After a first opacity measurement of the fresh bovine corneas (t0), the sample of the test item 20% (w/v) in saline (0.9% (w/v) NaCl in deionised water) as an inhomogeneous suspension as well as the positive and the negative controls were each applied to different corneas fixed in an incubation chamber in horizontal position and incubated for 240 minutes at 32 ± 1 °C. The posterior chamber contained incubation medium. After the incubation phase the test item, the positive, and the negative controls were each rinsed from the corneas and opacity was measured again (t240).
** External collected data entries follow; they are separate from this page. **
PR #148, opened 2018-08-28
feat(Label): add props interface

kuzhelov:
This PR introduces props interface for the Label component, as part of #117

### DIFF
--- a/types/utils.d.ts
+++ b/types/utils.d.ts
@@ -12,4 +12,4 @@ export type Extendable<T> = T & {
 
 export type ItemShorthand = React.ReactNode | object | (React.ReactNode | object)[]
 export type ReactChildren = React.ReactNodeArray | React.ReactNode
-export type SyntheticEventHandler<TProps> = (event: React.SyntheticEvent, data: TProps) => void
+export type ComponentEventHandler<TProps> = (event: React.SyntheticEvent, data: TProps) => void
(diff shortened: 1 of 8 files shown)


types/utils.d.ts
```diff
@@ -12,3 +12,4 @@ export type Extendable<T> = T & {
 
 export type ItemShorthand = React.ReactNode | object | (React.ReactNode | object)[]
 export type ReactChildren = React.ReactNodeArray | React.ReactNode
+export type SyntheticEventHandler<TProps> = (event: React.SyntheticEvent, data: TProps) => void
```
levithomason: Propose we call this something like `StardustEventHandler`.  The signature here is unique to Stardust and does not apply all synthetic event handlers.

levithomason (approved):
One suggestion, see comment.

types/utils.d.ts
kuzhelov: agree with the reasons provided, but would rather suggest to use `ComponentEventHandler` then. The problem I see with using `StardustEventHandler` is that with the approach of prefixing library-specific types with 'Stardust' we would potentially need to introduce this prefix to other types too (`ItemShorthand`, as an example?). To me it seems reasonable to assume that all types that are introduced as part of the library are `Stardust` ones, and there is no additional need to emphasize this :) 

Let me, please, change it to `ComponentEventHandler` for now and make a promise to rename it in case it won't work well for us

PR #150, opened 2018-08-28
feat(popup): base implementation

bmdalex:
# Popup

This PR introduces the **Popup**, a component that displays additional information on top of a page at the end of the `body` DOM element. It comes with the following props:

- `basic?: boolean`: when `true`, it introduces basic CSS styling for the popup (default `false`)
- `align?: 'top' | 'bottom' | 'start' | 'end' | 'center'`
- `position?: 'above' | 'below' | 'before' | 'after'`: the position of the popup
- `trigger: JSX.Element`: the `React` component that controls the popup; for now, clicking it toggles the visibility of the popup

### TODO

- [x] Conformance test
- [ ] Stardust base theme
- [x] Teams Light theme
- [ ] Teams Dark theme
- [ ] Teams Contrast theme
- [ ] Confirm RTL usage
- [x] Update the CHANGELOG.md

# API Proposal

## Default

screen shot 2018-08-28 at 18 41 50

A default popup requires the `trigger` prop and renders a popup at the end of the `body` DOM element

```jsx
<Popup trigger={<Button content="Add" />} content="Add users to your feed" />
```
generates 
```html
<button>Add</button>
```
and at the end of `body` DOM element:
```html
<body>
  ...
  <div>Add users to your feed</div>
</body>
```
## Basic

screen shot 2018-08-28 at 18 36 13

A basic popup renders a popup with very basic CSS.

```jsx
<Popup basic trigger={<Button content="Add" />} content="Add users to your feed" />
```
generates 
```html
<button>Add</button>
```
and at the end of `body` DOM element:
```html
<body>
  ...
  <div>Add users to your feed</div>
</body>
```

## Alignment and Position

A popup can be rendered in 12 different combinations of `align` and `position` props around the trigger element: 

- `position="above" align="start"`:

| LTR  | RTL |
| ------------- | ------------- |
| screen shot 2018-09-11 at 01 55 02 | screen shot 2018-09-11 at 01 58 00 |

- `position="above" align="center"`:

| LTR  | RTL |
| ------------- | ------------- |
| screen shot 2018-09-11 at 01 55 19 | screen shot 2018-09-11 at 01 58 08 |

- `position="above" align="end"`:

| LTR  | RTL |
| ------------- | ------------- |
| screen shot 2018-09-11 at 01 55 31 | screen shot 2018-09-11 at 01 58 17 |

- `position="below" align="start"`:

| LTR  | RTL |
| ------------- | ------------- |
| screen shot 2018-09-11 at 01 55 44 | screen shot 2018-09-11 at 01 58 27 |

- `position="below" align="center"`:

| LTR  | RTL |
| ------------- | ------------- |
| screen shot 2018-09-11 at 01 55 54 | screen shot 2018-09-11 at 01 58 36 |

- `position="below" align="end"`:

| LTR  | RTL |
| ------------- | ------------- |
| screen shot 2018-09-11 at 01 56 01 | screen shot 2018-09-11 at 01 58 47 |

- `position="before" align="top"`:

| LTR  | RTL |
| ------------- | ------------- |
| screen shot 2018-09-11 at 01 56 09 | screen shot 2018-09-11 at 01 59 46 |

- `position="before" align="center"`:

| LTR  | RTL |
| ------------- | ------------- |
| screen shot 2018-09-11 at 01 56 16 | screen shot 2018-09-11 at 01 59 55 |

- `position="before" align="bottom"`:

| LTR  | RTL |
| ------------- | ------------- |
| screen shot 2018-09-11 at 01 56 23 | screen shot 2018-09-11 at 02 00 03 |

- `position="after" align="top"`:

| LTR  | RTL |
| ------------- | ------------- |
| screen shot 2018-09-11 at 01 56 31 | screen shot 2018-09-11 at 02 00 11 |

- `position="after" align="center"`:

| LTR  | RTL |
| ------------- | ------------- |
| screen shot 2018-09-11 at 01 56 38 | screen shot 2018-09-11 at 02 00 18 |

- `position="after" align="bottom"`:

| LTR  | RTL |
| ------------- | ------------- |
| screen shot 2018-09-11 at 01 56 51 | screen shot 2018-09-11 at 02 00 27 |

```jsx
<Popup
  align="start"
  position="above"
  trigger={<Button content="Add" />}
  content="Add users to your feed"
/>
```
generates 
```html
<button>Add</button>
```
and at the end of `body` DOM element:
```html
<body>
  ...
  <div>Add users to your feed</div>
</body>
```


layershifter:
The positioning part of the `Popup` component is one of complicated things. Can we omit it and use PopperJS there?

/cc @levithomason

bmdalex:
@layershifter 
agreed, RTL and handling viewport limits do not work in this implementation; I took a look at [react-popper package](https://www.npmjs.com/package/react-popper) and looks pretty cool.

@levithomason this is definitely something we want to try; do we want to address it in this PR or should we iterate?

levithomason:
Popper looks extremely promising.  It looks like the React wrapper is also gaining a lot of adoption:
https://www.npmjs.com/package/react-popper

Let's definitely do our due diligence here and compare what we'd gain and lose by switching.  I would love nothing more than to off load the problem components, such as Popup, to a shared community work load.
***
**Edit**

Just saw your latest comment @Bugaa92, yes, let's try Popper now before merging.

src/components/Popup/Popup.tsx
```diff
@@ -0,0 +1,177 @@
...
+
+  public state = { style: {} }
+
+  public render() {
+    const { basic, children, content, trigger } = this.props
+    const { style } = this.state
+
+    return (
+      <Portal onMount={this.handlePortalMount} trigger={trigger} triggerRef={this.handleTriggerRef}>
+        <Popup.Content basic={basic} triggerRef={this.handlePopupRef} styles={{ root: style }}>
```
sophieH29: ```triggerRef``` will be actually set to popup content Ref, so a bit confused about the naming
@Bugaa92

sophieH29:
From the accessibility point of view, as a User, I would like to add Popup behavior which will have defined actions to open/close popup with specified keys 

```js
actionsDefinition: {
    trigger: {
      open: {
        keyCombinations: [{ keyCode: keyboardKey.Enter }, { keyCode: keyboardKey.Spacebar }, { keyCode: keyboardKey.ArrowDown }],
      },
    },
    portal: {
      close: {
      },
    }
  }
```

And since as open/close logic is enclosed into the portal component, can we rethink its API to give a possibility to trigger open/close function from a popup? What your thoughts about it?

@Bugaa92 @levithomason @jurokapsiar

src/components/Popup/Popup.tsx
```diff
@@ -0,0 +1,177 @@
...
+  style?: CSSProperties
+}
+
+/**
+ * A Popup displays additional information on top of a page.
+ * @accessibility This is example usage of the accessibility tag.
+ * This should be replaced with the actual description after the PR is merged
+ */
+export default class Popup extends React.Component<Extendable<IPopupProps>, IPopupState> {
+  private popupOffset = 8
```
sophieH29: Is there any plan to make ```offset``` a prop? So a user can set it as he wants

miroslavstastny:
Also we should think about screener tests for this. With current examples, there is no screener coverage for the examples, because these are the screenshots we compare:
image

So we either need to add examples with popup initially displayed (which will not work for some variants like fullscreen) or better introduce [Test integrations for Screener tests](https://screener.io/v2/docs/test-interactions).

src/components/Popup/Popup.tsx
bmdalex: changed to `innerRef`, thx

src/components/Popup/Popup.tsx
bmdalex: yup, we will do that in next iterations of popup

bmdalex:
@levithomason 
@kuzhelov 
@mnajdova 

what do you guys think about @miroslavstastny 's suggestions regarding visual tests? see his comment below, he has a very good point!

currently we don't seem to have the infrastructure to do this kind of scenario tests (that involve actions) and I'm afraid having the popups open by default are going to offer a bad UX

bmdalex:
achieved to get positioning of popup working with `react-popper` and fixed `RTL` mode as well

@levithomason @layershifter @miroslavstastny 

can you guys please take another look?

package.json
```diff
@@ -139,6 +139,7 @@
     "react-document-title": "^2.0.3",
     "react-dom": "^16.0.0",
     "react-hot-loader": "^4.1.3",
+    "react-popper": "^1.0.2",
```
miroslavstastny: This should go to `dependencies`, not `devDependencies`

docs/src/examples/components/Popup/Variations/PopupExampleBasic.shorthand.tsx
```diff
@@ -0,0 +1,8 @@
+import React from 'react'
+import { Button, Popup } from '@stardust-ui/react'
+
+const PopupExampleBasic = () => (
+  <Popup basic trigger={<Button icon="expand" />} content="Add users to your feed" />
```
miroslavstastny: I think it would make sense to add Children API example.

src/components/Ref/Ref.tsx
```diff
@@ -0,0 +1,35 @@
...
+
+export interface IRefProps {
+  innerRef?: (ref: HTMLElement) => void
+}
+
+/**
+ * This component exposes a callback prop that always returns the DOM node of both functional and class component
+ * children.
+ */
+export default class Ref extends Component<Extendable<IRefProps>, any> {
```
miroslavstastny: - You are not handling rest of props anywhere, remove `Extendable`,
- there is no state in the component, remove `any`:
```jsx
export default class Ref extends Component<IRefProps> {
```

src/components/Portal/Portal.tsx
```diff
@@ -0,0 +1,167 @@
...
+  doesNodeContainClick,
+} from '../../lib'
+import { ItemShorthand, Extendable } from '../../../types/utils'
+import Ref from '../Ref'
+import PortalInner from './PortalInner'
+import { IComponentPartStylesInput, ComponentVariablesInput } from 'theme'
+
+type ReactMouseEvent = React.MouseEvent<HTMLElement>
+
+export interface IPortalProps {
```
miroslavstastny: The interface does not match `propTypes` - `as`, `children`, `styles`, `variables`

src/components/Popup/Popup.tsx
```diff
@@ -0,0 +1,200 @@
...
+enum PositionParts {
+  top = 'top',
+  bottom = 'bottom',
+  left = 'left',
+  right = 'right',
+  before = 'before',
+  after = 'after',
+}
+
+type Position =
```
miroslavstastny: Maybe it's just me, but I am still confused with the naming here. Let's discuss what the two parts of the position name mean in both RTL and LTR and agree on the naming in broader group.
I guess the main source of confusion is `start`/`end` meaning something different in combination with `top`/`bottom` vs `before`/`after`. I can see the inspiration in flexbox'es main/cross axis, but still...

docs/src/examples/components/Popup/Variations/PopupExamplePosition.shorthand.tsx
```diff
@@ -0,0 +1,61 @@
...
+    />
+    <Popup
+      position="before"
+      trigger={<Button icon="expand" />}
+      content="Popup in before position"
+    />
+    <Popup
+      position="before-end"
+      trigger={<Button icon="expand" />}
+      content="Popup in before-end position"
```
miroslavstastny: It would be great if the popup would be taller. It took me 10 minutes to see the difference among `before-*` positions. (Two lines of text do the trick for me)

src/components/Popup/PopupContent.tsx
```diff
@@ -0,0 +1,79 @@
+import * as _ from 'lodash'
+import * as PropTypes from 'prop-types'
+import * as React from 'react'
+
+import { customPropTypes, UIComponent, IRenderResultConfig } from '../../lib'
+import { ComponentVariablesInput, IComponentPartStylesInput } from '../../../types/theme'
+import { Extendable } from '../../../types/utils'
+
+export interface IPopupContentProps {
```
miroslavstastny: `children?` here?

miroslavstastny (changes requested):
`top-*` and `bottom-*` positions are not flipped in RTL:
image
image

src/components/Ref/Ref.tsx
```diff
@@ -0,0 +1,35 @@
...
+    /**
+     * Called when componentDidMount.
+     *
+     * @param {HTMLElement} node - Referred node.
+     */
+    innerRef: PropTypes.func,
+  }
+
+  componentDidMount() {
+    _.invoke(this.props, 'innerRef', findDOMNode(this))
```
layershifter: There was a condition in SUIR code, let's use it there, too

package.json
bmdalex: oh damn, fixed, thanks!

docs/src/examples/components/Popup/Variations/PopupExampleBasic.shorthand.tsx
bmdalex: we don't support `Children API` for Popup

src/components/Ref/Ref.tsx
bmdalex: agreed, done

src/components/Portal/Portal.tsx
bmdalex: thanks, fixed

src/components/Popup/PopupContent.tsx
bmdalex: fixed, thanks

src/components/Ref/Ref.tsx
bmdalex: not sure it's necessary since `_.invoke` invokes `innerRef` function only if it's defined; isn't it the same as SUIR?

docs/src/examples/components/Popup/Variations/PopupExamplePosition.shorthand.tsx
bmdalex: good point, fixed, I'll update screenshots in description

src/components/Popup/Popup.tsx
bmdalex: yea, I'll add this to your meeting notes to discuss it with everybody

bmdalex:
@miroslavstastny 
- I fixed RTL for all positions
- I added UTs to cover these properly
- I updated screenshots with new popup styles and RTL examples to make things more obvious

test/specs/components/Popup/Popup-test.tsx
```diff
@@ -0,0 +1,135 @@
...
+  }) =>
+    it(`Popup ${position} position sends ${expectedPlacement} to Popper props`, () => {
+      const props: IPopupProps = {
+        content: <p />,
+        position,
+        trigger: <button />,
+      }
+      wrapper = mount(
+        <Provider theme={{ rtl }}>
+          <Popup content={<p />} {...props} />
```
miroslavstastny: nit: You are always overwriting the `content` with props. So why is the content here?

test/specs/components/Popup/Popup-test.tsx
```diff
@@ -0,0 +1,135 @@
...
+
+import Provider from 'src/components/Provider'
+import Popup, { IPopupProps, Position } from 'src/components/Popup/Popup'
+import Portal from 'src/components/Portal'
+
+describe('Popup', () => {
+  let wrapper: any
+
+  const mountPopup = (props: IPopupProps = {}, rtl?: boolean) =>
+    (wrapper = mount(<Popup content={<p />} {...props} />))
```
miroslavstastny, line 15: nit: You are always overwriting the `content` with props. So why is the content here?

docs/src/examples/components/Popup/Variations/PopupExampleBasic.shorthand.tsx
miroslavstastny: Hmm, in that case we should at least update props doc:
```jsx
    /** Primary content. */
    children: PropTypes.node,
   ...
    /** Simple text content for the popover. */
    content: customPropTypes.itemShorthand,
```

src/components/Popup/Popup.tsx
```diff
@@ -0,0 +1,203 @@
...
+      )
+    )
+  }
+
+  private renderPopperChildren = (rtl: boolean, { ref, style }: PopperChildrenProps) => {
+    const { basic, content } = this.props
+    const computedStyle = rtl ? rtlCSSJS(style) : style
+
+    return (
+      <Popup.Content innerRef={ref} basic={basic} styles={{ root: computedStyle }}>
```
miroslavstastny: RTL is broken in docsite as `dir="rtl"` is not set on `body` which is a parent of `Popup.Content`.
Do we want to add something like `{...rtl && {dir:"rtl"}}` here? @jurokapsiar

test/specs/components/Popup/Popup-test.tsx
bmdalex: copy paste from a helper function in the same file 🤦‍♂️ 
good catch

docs/src/examples/components/Popup/Variations/PopupExampleBasic.shorthand.tsx
bmdalex: used `customPropTypes.deprecate` for `children` and updated `content` description

src/components/Popup/Popup.tsx
bmdalex: fixed, very good catch; I missed it because of using simple text as content (with no punctuation)

miroslavstastny (approved):

src/components/Popup/positioningHelper.ts
```diff
@@ -0,0 +1,72 @@
...
+  ['bottom', () => PlacementParts.end],
+  ['center', () => PlacementParts.center],
+] as [Alignment, PlacementCb][])
+
+const shouldAlignToCenter = (p: Position, a: Alignment) => {
+  const isPositionedVertically = p === 'above' || p === 'below'
+  const alignedVertically = a === 'top' || a === 'bottom'
+
+  return (
+    (isPositionedVertically && alignedVertically) || (!isPositionedVertically && !alignedVertically)
```
miroslavstastny: nit:
```jsx
isPositionedVertically === alignedVertically
```

miroslavstastny (approved):

sophieH29:
@Bugaa92 I would add a description to each button in the example (with used props ```align="start" position="start"```) as you did in the PR's description. Because currently you're just guessing what position you'll get when clicking on a button :) 
popup _ stardust 2018-09-11 14-54-47

What do you think?

PR #154, opened 2018-08-29
feat(Text): add prop interfaces

kuzhelov:
This PR introduces props interface for Text component, as part of #117


src/components/Text/Text.tsx
```diff
@@ -3,10 +3,30 @@ import * as React from 'react'
...
+  disabled: boolean
+  error: boolean
+  important: boolean
+  size: 'xs' | 'sm' | 'md' | 'lg' | 'xl' | '2x' | '3x' | '4x'
+  weight: 'light' | 'semilight' | 'regular' | 'semibold' | 'bold'
+  success: boolean
+  timestamp: boolean
+  truncated: boolean
+  styles: IComponentPartStylesInput
+  variables: ComponentVariablesInput
```
bmdalex: @kuzhelov shouldn't all these be optional?

kuzhelov: yes, exactly - updating..

miroslavstastny (approved):

PR #156, opened 2018-08-29
feat(accessibility): add HTML accessibility rules validation tests

kolaps33:
# Add AXE validation for unit tests

- to the AXE validator is sent HTML element(as string) which is validated against set of accessibility rules

Failing example:
if icon button has no text which could be narrated by screen readers then axe return error like:
 "Buttons must have discernible text (button-name)"

image


miroslavstastny:
Can we add similar verifications to all docsite examples?

test/specs/components/Button/Button-test.tsx
```diff
@@ -50,6 +52,51 @@ describe('Button', () => {
...
+            </div>,
+          )
+          const results = await axe(html)
+          expectAxe(results).toHaveNoViolations()
+        })
+      })
+
+      describe('different buttons variants', () => {
+        test('button', async () => {
+          const html = ReactDOMServer.renderToString(<Button>Simple test button</Button>)
```
kuzhelov: we are using the same pattern over an over again - essentially
- rendering some portion of JSX to HTML string
- requesting aXe check
- validating result

I would rather suggest to make it all being a function that will be exported by 'expectAxe' module (we might consider to rename it to 'checkAxe' in this case)

kuzhelov (approved):

PR #1282, opened 2019-05-02
feat(a11y): add default children behavior to behaviors

### LINKED ISSUE #1008: RFC: Accessibility children behavior
## Feature Request
The parent accessibility behavior should define behaviors for children. 

### Problem description

https://stardust-ui.github.io/react/components/menu#usages-toolbar

```jsx
const items = [
  {
    key: 'format',
    accessibility: toolbarButtonBehavior,
  },
  {
    key: 'paperclip',
    accessibility: toolbarButtonBehavior,
  },

// ...

<Menu accessibility={toolbarBehavior} />
```

I defined `toolbarBehavior` for a `Menu`, why I should _always_ define `toolbarButtonBehavior`?

### Proposed solution

Extend the `Accessibility` to support `childrenBehaviors` (???):

```tsx
const toolbarBehavior: Accessibility = (props: any) => ({
  attributes: {},
  focusZone: {},
  childrenBehaviors: {
    item: toolbarButtonBehavior, // here is magic
  },
})
```

silviuaavram:
Fixes https://github.com/stardust-ui/react/issues/1008

It adds child behaviors by default to Menu related behaviors:
- menuBehavior/submenuBehavior - menuItemBehavior
- tabListBehavior - tabBehavior
- toolbarBehavior - toolbarButtonBehavior


packages/react/src/components/Menu/Menu.tsx
```diff
@@ -203,6 +207,7 @@ class Menu extends AutoControlledComponent<ReactProps<MenuProps>, MenuState> {
           active,
           inSubmenu: submenu,
           indicator,
+          accessibility: (accessibility as any).childrenBehavior,
```
sophieH29: what if `accessibility` is undefined?

packages/react/src/lib/accessibility/types.ts
```diff
@@ -160,6 +160,7 @@ export interface AccessibilityDefinition {
   focusZone?: FocusZoneDefinition
   focusTrap?: FocusTrapDefinition
   autoFocus?: AutoFocusZoneDefinition
+  childrenBehavior?: Accessibility
```
sophieH29: I would name it `childBehavior` as it is only one.

packages/react/src/lib/accessibility/Behaviors/Toolbar/toolbarBehavior.ts
```diff
@@ -22,6 +23,7 @@ const toolbarBehavior: Accessibility = (props: any) => ({
       shouldFocusInnerElementWhenReceivedFocus: true,
     },
   },
+  childrenBehavior: props => toolbarButtonBehavior(props),
```
sophieH29: I think the `toolbarButton` props should be passed here as it is not valid to pass toolbar props.
`childBehavior: toolbarButtonBehavior`

And then pass to `toolbarButton` prop `accessibility: accessibility.childBehavior`. Props should be passed automatically there, like we do it from client side `accessibility={toolbarButtonBehavior}`

silviuaavram: I think I tried this or something similar, and I would get an error in `renderComponent` because it will look for a function to be called with props and I am passing that function already called.

or am I missing something?

packages/react/src/lib/accessibility/types.ts
layershifter: But, why it should be single? We also have `MenuDivider` that can be iterated in the same scope...

sophieH29: I the sense of AccessibilityBehavior type, it can have only one child behavior. For e.g.

```
MenuBehavior= (props) => {
...
childBehavior: menuItemBehavior
}
```

packages/react/src/lib/accessibility/Behaviors/Toolbar/toolbarBehavior.ts
sophieH29: hmm, let me try this

packages/react/src/components/Menu/Menu.tsx
sophieH29: btw, since you're making changes in `Menu`, makes sense to add `childBehavior` for `menuBehavior`

packages/react/src/components/Menu/Menu.tsx
```diff
@@ -148,7 +148,11 @@ class Menu extends AutoControlledComponent<ReactProps<MenuProps>, MenuState> {
     },
   })
 
-  renderItems = (styles: ComponentSlotStylesPrepared, variables: ComponentVariablesObject) => {
+  renderItems = (
+    styles: ComponentSlotStylesPrepared,
+    variables: ComponentVariablesObject,
+    accessibility: Accessibility,
```
layershifter: It should be `AccessibilityBehavior`:

```suggestion
    accessibility: AccessibilityBehavior,
```

packages/react/src/components/Menu/Menu.tsx
```diff
@@ -203,6 +207,7 @@ class Menu extends AutoControlledComponent<ReactProps<MenuProps>, MenuState> {
           active,
           inSubmenu: submenu,
           indicator,
+          accessibility: accessibility ? (accessibility as any).childBehavior : undefined,
```
layershifter:
```suggestion
          accessibility: accessibility ? accessibility.childBehavior : undefined,
```

And actually, we will always have `accessibility` because we have there a check in `getAccessibility()`:

```suggestion
          accessibility: accessibility.childBehavior,
```

packages/react/test/specs/components/Menu/Menu-test.tsx
```diff
@@ -122,43 +122,59 @@ describe('Menu', () => {
...
 
       describe('as a TabList', () => {
         test('root role should be tablist', () => {
-          const menuItemComponent = mountWithProviderAndGetComponent(
+          const menuComponent = mountWithProviderAndGetComponent(
             Menu,
             <Menu accessibility={tabListBehavior} />,
           )
-          expect(getRenderedAttribute(menuItemComponent, 'role', '')).toBe('tablist')
+          expect(getRenderedAttribute(menuComponent, 'role', '')).toBe('tablist')
```
sophieH29, line 177: can you please add one more test, to check if the user would be still able to override behavior for one of the items, for case like
```

getItems = () => [
{id: '1'},
{id: '2', accessibility: menuItemBehavior}
]

...
<Menu accessibility={tabListBehavior} items={getItems()}
```
So the last item would be rendered with role 'menuitem'

sophieH29 (approved):

packages/react/src/components/Menu/Menu.tsx
silviuaavram: will add both the type change and this change. thanks!

packages/react/test/specs/components/Menu/Menu-test.tsx
silviuaavram: good idea. will add it!

packages/react/src/lib/accessibility/types.ts
layershifter: _It's not true_. `menuBehavior` has multiple siblings: `menuItemBehavior`, `menuDividerBehavior` & `submenuBehavior`. I had an offline conversation with @miroslavstastny and we agreed on the same thing that was proposed originally:
```js
menuBehavior= (props) => {
  // ...
  childBehaviors: {
     item: menuItemBehavior,
     divider: menuDividerBehavior,
  }
}
```

It allows to override behaviors for all child items and it's aligned with existing structure on `attributes` and `keyHandlers`. Please take one more look on this change.

packages/react/src/components/Menu/Menu.tsx
```diff
@@ -180,6 +184,7 @@ class Menu extends AutoControlledComponent<ReactProps<MenuProps>, MenuState> {
             variables,
             styles: styles.divider,
             inSubmenu: submenu,
+            accessibility: accessibility.childBehaviors.divider,
```
jurokapsiar: `childBehaviors` is optional, check its existence before accessing `divider`

packages/react/src/components/Menu/Menu.tsx
```diff
@@ -203,6 +208,7 @@ class Menu extends AutoControlledComponent<ReactProps<MenuProps>, MenuState> {
           active,
           inSubmenu: submenu,
           indicator,
+          accessibility: accessibility.childBehaviors.item,
```
jurokapsiar: `childBehaviors` is optional, check its existence before accessing `item`

layershifter (approved):

jurokapsiar (approved):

After the opacity measurements, permeability of the corneas was determined by measuring spectrophotometrically the transfer of sodium fluorescein after incubation in a horizontal position for 90 minutes at 32 ± 1 °C.

With the negative controls (saline and deion. water), neither an increase of opacity nor permeability of the corneas could be observed.

The positive control (10% (w/v) benzalkonium chloride in saline) showed clear opacity and distinctive permeability of the corneas corresponding to a classification as serious eye damage (EU CLP/GHS Category 1) as well as the positive control 20 % (w/v) imidazole in saline.

Relative to the negative control, the test item 'Paraffin waxes (Fischer-Tropsch), isomerization' did not cause a relevant increase of the corneal opacity or permeability in the second and third experiment. The calculated mean in vitro irritancy score was 0.66 (second experiment) and 0.30 (third experiment).

According to OECD 437 the test item 'Paraffin waxes (Fischer-Tropsch), isomerization' is not categorized (EU CLP/GHS No Category).